PR #174, opened 2019-05-08
Add function signatures to module data

awortman-fastly:
This PR adds function signatures to module data, as well as checking that `Instance::run` calls are made with matching arguments. This exposed a few instances in our tests where we were actually calling functions with incorrect arguments, but things happened to work out.

A small but noteworthy change is that the function manifest I was building in #136 unintentionally excluded imported functions. Those are included now, since they have signatures, can be called, and need to be recorded just the same.

### DIFF
--- a/benchmarks/lucet-benchmarks/src/modules.rs
+++ b/benchmarks/lucet-benchmarks/src/modules.rs
@@ -28,7 +28,7 @@ pub fn null_mock() -> Arc<dyn Module> {
 
     MockModuleBuilder::new()
         .with_export_func(MockExportBuilder::new(b"f",
-                                                 unsafe { *std::mem::transmute::<_, *const extern "C" fn()>(&f) })
+                                                 unsafe { std::mem::transmute::<_, extern "C" fn()>(f as u64) })
         )
         .build()
 }
@@ -53,7 +53,7 @@ pub fn large_dense_heap_mock(heap_kb: usize) -> Arc<dyn Module> {
     MockModuleBuilder::new()
         .with_export_func(
             MockExportBuilder::new(b"f",
-                                   unsafe { *std::mem::transmute::<_, *const extern "C" fn()>(&f) }
+                                   unsafe { std::mem::transmute::<_, extern "C" fn()>(f as u64) }
             )
         )
         .with_initial_heap(heap.as_slice())
@@ -88,7 +88,7 @@ pub fn large_sparse_heap_mock(heap_kb: usize, stride: usize) -> Arc<dyn Module> 
     MockModuleBuilder::new()
         .with_export_func(
             MockExportBuilder::new(b"f",
-                                   unsafe { *std::mem::transmute::<_, *const extern "C" fn()>(&f) }
+                                   unsafe { std::mem::transmute::<_, extern "C" fn()>(f as u64) }
             )
         )
         .with_initial_heap(heap.as_slice())
@@ -113,7 +113,7 @@ pub fn fib_mock() -> Arc<dyn Module> {
     MockModuleBuilder::new()
         .with_export_func(
             MockExportBuilder::new(b"f",
-                                   unsafe { *std::mem::transmute::<_, *const extern "C" fn()>(&f) }
+                                   unsafe { std::mem::transmute::<_, extern "C" fn()>(f as u64) }
             )
         )
         .build()
@@ -194,7 +194,7 @@ pub fn many_args_mock() -> Arc<dyn Module> {
     MockModuleBuilder::new()
         .with_export_func(
             MockExportBuilder::new(b"f",
-                                   unsafe { *std::mem::transmute::<_, *const extern "C" fn()>(&f) }
+                                   unsafe { std::mem::transmute::<_, extern "C" fn()>(f as u64) }
             )
         )
         .build()
@@ -273,12 +273,12 @@ pub fn hostcalls_mock() -> Arc<dyn Module> {
     MockModuleBuilder::new()
         .with_export_func(
             MockExportBuilder::new(b"wrapped",
-                                   unsafe { *std::mem::transmute::<_, *const extern "C" fn()>(&wrapped) }
+                                   unsafe { std::mem::transmute::<_, extern "C" fn()>(wrapped as u64) }
             )
         )
         .with_export_func(
             MockExportBuilder::new(b"raw",
-                                   unsafe { *std::mem::transmute::<_, *const extern "C" fn()>(&raw) }
+                                   unsafe { std::mem::transmute::<_, extern "C" fn()>(raw as u64) }
             )
         )
         .build()
--- a/benchmarks/lucet-benchmarks/src/modules.rs
+++ b/benchmarks/lucet-benchmarks/src/modules.rs
@@ -1,6 +1,7 @@
 use lucet_runtime::lucet_hostcalls;
 use lucet_runtime::vmctx::{lucet_vmctx, Vmctx};
 use lucet_runtime_internals::module::{HeapSpec, MockModuleBuilder, Module};
+use lucet_runtime_internals::module::Signature;
 use lucet_wasi_sdk::{CompileOpts, Lucetc};
 use lucetc::{Bindings, LucetcOpts, OptLevel};
 use std::path::Path;
@@ -26,7 +27,12 @@ pub fn null_mock() -> Arc<dyn Module> {
     extern "C" fn f(_vmctx: *mut lucet_vmctx) {}
 
     MockModuleBuilder::new()
-        .with_export_func(b"f", f as *const extern "C" fn())
+        .with_export_func(
+            b"f",
+            unsafe { std::slice::from_raw_parts(f as *const extern "C" fn() as *const u8, 1) },
+            &[],
+            Signature { params: vec![], ret_ty: None }
+        )
         .build()
 }
 
@@ -48,7 +54,12 @@ pub fn large_dense_heap_mock(heap_kb: usize) -> Arc<dyn Module> {
     });
 
     MockModuleBuilder::new()
-        .with_export_func(b"f", f as *const extern "C" fn())
+        .with_export_func(
+            b"f",
+            unsafe { std::slice::from_raw_parts(f as *const extern "C" fn() as *const u8, 1) },
+            &[],
+            Signature { params: vec![], ret_ty: None }
+        )
         .with_initial_heap(heap.as_slice())
         .with_heap_spec(heap_spec)
         .build()
@@ -79,7 +90,12 @@ pub fn large_sparse_heap_mock(heap_kb: usize, stride: usize) -> Arc<dyn Module> 
         });
 
     MockModuleBuilder::new()
-        .with_export_func(b"f", f as *const extern "C" fn())
+        .with_export_func(
+            b"f",
+            unsafe { std::slice::from_raw_parts(f as *const extern "C" fn() as *const u8, 1) },
+            &[],
+            Signature { params: vec![], ret_ty: None }
+        )
         .with_initial_heap(heap.as_slice())
         .with_heap_spec(heap_spec)
         .build()
@@ -100,7 +116,12 @@ pub fn fib_mock() -> Arc<dyn Module> {
     }
 
     MockModuleBuilder::new()
-        .with_export_func(b"f", f as *const extern "C" fn())
+        .with_export_func(
+            b"f",
+            unsafe { std::slice::from_raw_parts(f as *const extern "C" fn() as *const u8, 1) },
+            &[],
+            Signature { params: vec![], ret_ty: None }
+        )
         .build()
 }
 
@@ -177,7 +198,12 @@ pub fn many_args_mock() -> Arc<dyn Module> {
     }
 
     MockModuleBuilder::new()
-        .with_export_func(b"f", f as *const extern "C" fn())
+        .with_export_func(
+            b"f",
+            unsafe { std::slice::from_raw_parts(f as *const extern "C" fn() as *const u8, 1) },
+            &[],
+            Signature { params: vec![], ret_ty: None }
+        )
         .build()
 }
 
@@ -252,7 +278,17 @@ pub fn hostcalls_mock() -> Arc<dyn Module> {
     }
 
     MockModuleBuilder::new()
-        .with_export_func(b"wrapped", wrapped as *const extern "C" fn())
-        .with_export_func(b"raw", raw as *const extern "C" fn())
+        .with_export_func(
+            b"wrapped",
+            unsafe { std::slice::from_raw_parts(wrapped as *const extern "C" fn() as *const u8, 1) },
+            &[],
+            Signature { params: vec![], ret_ty: None }
+        )
+        .with_export_func(
+            b"raw",
+            unsafe { std::slice::from_raw_parts(raw as *const extern "C" fn() as *const u8, 1) },
+            &[],
+            Signature { params: vec![], ret_ty: None }
+        )
         .build()
 }
--- a/benchmarks/lucet-benchmarks/src/modules.rs
+++ b/benchmarks/lucet-benchmarks/src/modules.rs
@@ -1,7 +1,7 @@
 use lucet_runtime::lucet_hostcalls;
 use lucet_runtime::vmctx::{lucet_vmctx, Vmctx};
 use lucet_runtime_internals::module::{HeapSpec, MockModuleBuilder, Module};
-use lucet_runtime_internals::module::Signature;
+use lucet_runtime_tests::helpers::MockExportBuilder;
 use lucet_wasi_sdk::{CompileOpts, Lucetc};
 use lucetc::{Bindings, LucetcOpts, OptLevel};
 use std::path::Path;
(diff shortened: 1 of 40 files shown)


benchmarks/lucet-benchmarks/src/modules.rs
```diff
@@ -26,7 +27,12 @@ pub fn null_mock() -> Arc<dyn Module> {
     extern "C" fn f(_vmctx: *mut lucet_vmctx) {}
 
     MockModuleBuilder::new()
-        .with_export_func(b"f", f as *const extern "C" fn())
+        .with_export_func(
+            b"f",
+            unsafe { std::slice::from_raw_parts(f as *const extern "C" fn() as *const u8, 1) },
```
awortman-fastly: I added a [`function_bytes_slice`](https://github.com/fastly/lucet/pull/174/files#diff-af384e39937e7bd880a7bc1d0040fcfeR2) macro to make this a little more concise, but don't really feel great about making that available outside testing contexts. Very open to suggestions on a nice way for it to be available here, but not for, say, downstream use.

lucet-runtime/lucet-runtime-internals/src/module/mock.rs
```diff
@@ -99,8 +101,40 @@ impl MockModuleBuilder {
         self
     }
 
-    pub fn with_export_func(mut self, sym: &[u8], func: *const extern "C" fn()) -> Self {
-        self.export_funcs.insert(sym.to_vec(), func);
+    fn record_sig(&mut self, sig: Signature) -> UniqueSignatureIndex {
+        let idx = self
```
awortman-fastly: This might look familiar, which is because it's the same function as `declare_signature` in `ModuleInfo`. This greatly simplifies building up mock modules, instead of requiring us to track what signatures a mock module should have and their corresponding indices, so I think the copy is worthwhile.

lucetc/src/compiler.rs
```diff
@@ -139,13 +139,16 @@ impl<'a> Compiler<'a> {
         let function_manifest: Vec<(String, FunctionSpec)> = self
             .clif_module
             .declared_functions()
-            .filter_map(|f| {
-                f.compiled.as_ref().map(|compiled| {
```
awortman-fastly: oops. this is what rejected imported functions from the manifest.

lucetc/tests/wasi-sdk.rs
```diff
@@ -87,7 +87,7 @@ mod programs {
         let b = Bindings::empty();
         let h = HeapSettings::default();
         let c = Compiler::new(&m, OptLevel::Best, &b, h).expect("compile a");
-        let _mdata = c.module_data();
+        let _mdata = c.module_data().unwrap();
 
         /* FIXME: module data doesn't contain the information to check these properties:
         assert_eq!(p.import_functions().len(), 0, "import functions");
```
awortman-fastly: @pchickey can you think of a reason we'd discerning between import and export functions in a list of names/signatures/etc? if not, I'll uncomment relevant parts of the lucetc tests too

lucet-runtime/lucet-runtime-tests/src/strcmp.rs
```diff
@@ -39,20 +38,15 @@ macro_rules! strcmp_tests {
...
             heap[s2_ptr..s2_ptr + s2.len()].copy_from_slice(&s2);
 
             let res = c_int::from(
                 inst.run(
                     b"run_strcmp",
-                    &[
-                        Val::GuestPtr(s1_ptr as u32),
-                        Val::GuestPtr(s2_ptr as u32),
-                        Val::GuestPtr(res_ptr as u32),
-                    ],
```
pchickey: It took me a minute but this fixed a bug in the test suite! nice job :)

benchmarks/lucet-benchmarks/src/modules.rs
pchickey: We have a bunch of things in `lucet_runtime_internals` that are not for downstream consumption outside of testing, e.g. `MockModuleBuilder`, so I don't see harm in putting it in the internals module.

lucet-module-data/src/module_data.rs
```diff
@@ -52,6 +61,24 @@ impl<'a> ModuleData<'a> {
         &self.globals_spec
     }
 
+    // Function index here is a different index space than `get_func_from_idx`, which
+    // uses function index as an index into a table of function elements.
+    //
+    // This is an index of all functions in the module.
+    pub fn get_signature(&self, fn_id: u32) -> Option<&Signature> {
+        self.function_info.get(fn_id as usize).and_then(|func| {
+            self.signatures().get(func.signature.as_u32() as usize)
```
pchickey: if the function exists the signature will as well, right - otherwise its a malformed module data? i'd add a `expect` on the signatures().get() so that if this happens we detect it by crashing in tests, hopefully

lucet-runtime/lucet-runtime-internals/src/instance.rs
```diff
@@ -565,6 +565,37 @@ impl Instance {
...
+        let fn_id: u32 = self
+            .module
+            .function_manifest()
+            .iter()
+            .enumerate()
+            .find(|(_, fn_spec)| fn_spec.relative_addr(func as u64) == Some(0))
+            .map(|(fn_id, _)| fn_id as u32)
+            .ok_or(Error::InvalidArgument(
+                "entrypoint function must be the start of a function declared in this module",
+            ))?;
```
pchickey: This is correct code, and I'm impressed by it, but rather than lookup into the module from the function pointer, lets instead have Module always return this metadata alongside the function pointer.

Can you have `Module::get_export_func`, `get_start_func`, and `get_func_from_idx` return structs that have both the function pointer, and a ref to the signature, inside it?

lucet-runtime/lucet-runtime-internals/src/module/mock.rs
pchickey: sgtm.

lucetc/tests/wasi-sdk.rs
pchickey: As future work, we do want some way to check the set of import functions and their signatures for a module, as a runtime safety feature that e.g. checks that all of the wasi imports match the types that the wasi runtime library implemented them as.  We will want to do the same in the compiler, but since deployment situations will doubtless be complicated, I would like to check them in both places since the check will be quick & easy on module load time.

The tests happened to be written this way against the old abstraction because its a reasonable way to check that a given wat's imports and exports match up against the compiled version. It might not end up making sense in the wasi-sdk test suite but it would be nice to try it. If it seems fragile or fiddly in this particular test, we can ignore it.

pchickey: Oh, we will also want signatures on import functions for when we implement per-instance dynamic imports.

pchickey:
wrt Module::module_data() being partial - I'd rather see a design that validates the module data as part of creating a Module, so that we don't have to unwrap that everywhere. If a module has an invalid manifest, we don't want to do anything with it, so it should fail as early as possible.

lucet-module-data/src/module_data.rs
awortman-fastly: :+1: good call

lucet-runtime/lucet-runtime-internals/src/instance.rs
awortman-fastly: I think having those functions return a pointer/signature pair ends up complicating downstream interfaces in a bad way.. I'm not as opposed to making all uses of internal functions take a struct like `FunctionHandle(*const extern "C" fn(), &Signature)` but that still obligates users to look up the signature when they might not need it, as well as becoming a change to `lucet_vmctx.h` to return structs or tuples or whatever (though that might be fine?)

Since signature lookup will end up happening by matching function pointers anyway[1], how's taking this chain and putting it behind a function like `Module::signature_for_func` sound? 

[1] Looking up by function pointers would be necessary to retrieve signatures for functions obtained by table index, where the space of `(table_idx, fn_idx)` doesn't very nicely to the space of functions with signatures in a Module. Not matching function pointers would mean tables have to have an index to the internal function space and adds more indirection for indirect calls :(

lucet-runtime/tests/globals.rs
```diff
@@ -1,3 +1,4 @@
+use lucet_runtime_tests::function_bytes_slice;
```
acfoltzer: multiple uses of the same module

lucet-runtime/lucet-runtime-internals/src/instance.rs
pchickey: I don't know of any uses of looking up a function that don't also require the signature eventually. And I'd ideally like to change Instance::run to take a function handle in substitute for the export name, and make users look up the function from a `Module::get_export_function` interface.

For the table lookup, we should add a module-data that maps table index to function index - it can just be a vector for now. We'll need to expand that representation when we implement table initializers that compute offsets from import globals. So, you can put the simple version of that in now.

I don't think its a problem to change the C API. We don't expect any of the runtime APIs to be stable as we roll out the changes required for spec compliance. We left out a lot of this complexity in order to have simpler interfaces that were easy to iterate on, but we're going to have to add some indirection.

pchickey: btw I don't think you need to change Instance::run and expose Module::get_export_function in this PR. but it may be a good thing to think about. It will require some way of checking that the export function passed to an instance belongs to the module of the instance. I'm not sure if you can use lifetimes to do that in the Rust type system or not, but for the C API itll require some sort of runtime check.

awortman-fastly: A mapping from table index to function index makes sense and cleans up that concern well.

I thought there was a cases where we would end up grabbing the signature, discard it, and look it up again to check, but on reread that's not actually a concern because we'd be passing the handle including signature along. So I'm totally on board :)

lucet-module-data/src/types.rs
```diff
@@ -0,0 +1,126 @@
...
+            _ => Err(ValueError::Unrepresentable)
+        }
+    }
+}
+
+/// A signature for a function in a wasm module.
+///
+/// Note that this does not explicitly name VMContext as a parameter! It is assumed that all wasm
+/// functions take VMContext as their first parameter.
+// VMContext is not explicitly named specifically so that value types can be tagged with eight bits
```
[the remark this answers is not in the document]
awortman-fastly: it is - the distinction I was making is that rustdoc comments are "what/why" about the structure as a user might care to see, where the non-rustdoc comment is context for someone looking at this structure who might change it. that said, the comment isn't even meaningful anymore :D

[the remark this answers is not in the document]
acfoltzer: gotcha, sounds good. on this project I've tended to make the rustdoc include the extra context for the crates that aren't meant to be public facing, but I'm also a weirdo who runs `cargo doc --document-private-items` regularly

lucet-runtime/lucet-runtime-tests/src/host.rs
```diff
@@ -8,6 +8,7 @@ macro_rules! host_tests {
             lucet_hostcall_terminate, lucet_hostcalls, DlModule, Error, Limits, Region,
             TerminationDetails, TrapCode,
         };
+        use lucet_runtime_internals::{module::Signature, val::Val};
```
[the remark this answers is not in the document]
awortman-fastly: sounds good, though I've addressed this by just removing the need for either of these imports. incidentally, `Signature` was never actually used in this macro.. do warnings inside macro expansions not get reported?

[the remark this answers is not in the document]
acfoltzer: they don't seem to in this case; I think it might be because of the cross-crate expansion?

lucet-runtime/lucet-runtime-tests/src/entrypoint.rs
```diff
@@ -119,14 +120,99 @@ pub fn mock_calculator_module() -> Arc<dyn Module> {
...
+                params: [ValueType::F64; 10].to_vec(),
+                ret_ty: Some(ValueType::F64),
+            },
+        )
+        .with_export_func(
+            b"add_mixed_20",
+            function_bytes_slice!(add_mixed_20),
+            &[],
+            Signature {
+                params: vec![
```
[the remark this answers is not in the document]
awortman-fastly: a macro like this would be nice but I think a bit more time than I want to put in for the handful of uses at the moment, unless you know a nice way to expand `F64` and friends to `ValType::F64`? I adjusted `with_export_func` to take a builder that fills in defaults that makes this a little less tedious to work with, so that might help a bit

lucet-module-data/src/functions.rs
```diff
@@ -1,7 +1,44 @@
...
+///
+/// This is split from but closely related to a [`FunctionSpec`]. The distinction is largely for
+/// serialization/deserialization simplicity, as [`FunctionSpec`] contains fields that need
+/// cooperation from a loader, with manual layout and serialization as a result.
+/// [`FunctionMetadata`] is the remainder of fields that can be automatically
+/// serialized/deserialied and are small enough copying isn't a large concern.
+#[derive(Clone, Debug, Serialize, Deserialize)]
+pub struct FunctionMetadata<'a> {
+    pub signature: UniqueSignatureIndex,
+    pub name: Option<&'a str>,
```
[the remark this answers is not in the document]
awortman-fastly: I don't *think* so, I would have expected a derivation error if serde didn't know to borrow this from the input, but the docs only mention `&str` and `&[u8]`, not compositions on top of them. know of a nicer way to check for this being zero-copy than reading a derived `Deserialize`'s assembly?

lucet-runtime/lucet-runtime-tests/src/entrypoint.rs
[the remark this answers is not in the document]
acfoltzer: The components of a path like that are separate tokens, so you should be able to use the ident matcher. Something like

```rust
( ( $($arg_ty:ident),* ) ) => { vec![ $($crate::ValType::$arg_ty),* ] }
```

lucet-module-data/src/functions.rs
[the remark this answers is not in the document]
acfoltzer: I don't, but perhaps @pchickey picked up some tricks when he did the initial implementation?

lucet-runtime/lucet-runtime-tests/src/entrypoint.rs
```diff
@@ -728,8 +852,11 @@ macro_rules! entrypoint_tests {
                 let func = vmctx
                     .get_func_from_idx(0, cb_idx)
                     .expect("can get function by index");
-                let func = func as *const extern "C" fn(*mut lucet_vmctx, u64) -> u64;
```
awortman-fastly: This specific test was very handy because in switching to `FunctionHandle`, which has an `extern "C" fn()` rather than a `*const extern "C" fn()`. In following the types literally, I tried doing something like `&func.ptr as *const extern "C" fn...` and ran into the segfaults I mentioned earlier, with a pointer that had one too many indirections.

It turns out that most of our `*const extern "C" fn()` are _really_ `extern "C" fn()` -- they're function pointers, not pointers to function pointers. Because it's *much* nicer syntactically to work with (you can `as` them without issue), I'm actually not sure if that's intentional... it results in highly confusing errors when following the types literally though.

The last two commits push through a change to turn `*const extern "C" fn()` into `extern "C" fn()` where that's the actual pointer type of the underlying data, but I'm not sold on them because of how much it tosses transmutes across the codebase. Since fn-to-different-fn isn't a primitive cast, `as` is not legal, and transmute is what I end up having to use :(

lucet-runtime/src/c_api.rs
```diff
@@ -420,9 +420,7 @@ lucet_hostcalls! {
         vmctx.instance()
             .module()
             .get_func_from_idx(table_idx, func_idx)
-            // the Rust API actually returns a pointer to a function pointer, so we want to dereference
```
awortman-fastly: I didn't see any uses of this function in `lucet` but I think this would have resulted in the same incorrect double-deref of `fptr` for users of the C api?

lucet-runtime/lucet-runtime-tests/src/entrypoint.rs
acfoltzer: Hopefully a future PR will replace this with an `Instance::run_from_hostcall()` function that will both obviate the need for the user to care about `FunctionHandles` and typecheck the function rather than using `transmute`.

lucet-runtime/lucet-runtime-tests/src/host.rs
```diff
@@ -119,7 +119,7 @@ macro_rules! host_tests {
             let mut inst = region
                 .new_instance(module)
                 .expect("instance can be created");
-            inst.run(b"main", &[Val::GuestPtr(0), Val::I32(0)])
+            inst.run(b"main", &[0u32.into(), 0i32.into()])
```
acfoltzer: this actually changes the first argument from `Val::GuestPtr(0)` to `Val::U32(0)`; was this intentional?

lucet-runtime/src/c_api.rs
acfoltzer: a good reminder that we need a better test suite for the C API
++++++++
Action item. A single number is the answer: the number of lines in the entries that contain "structs".

Response below. 2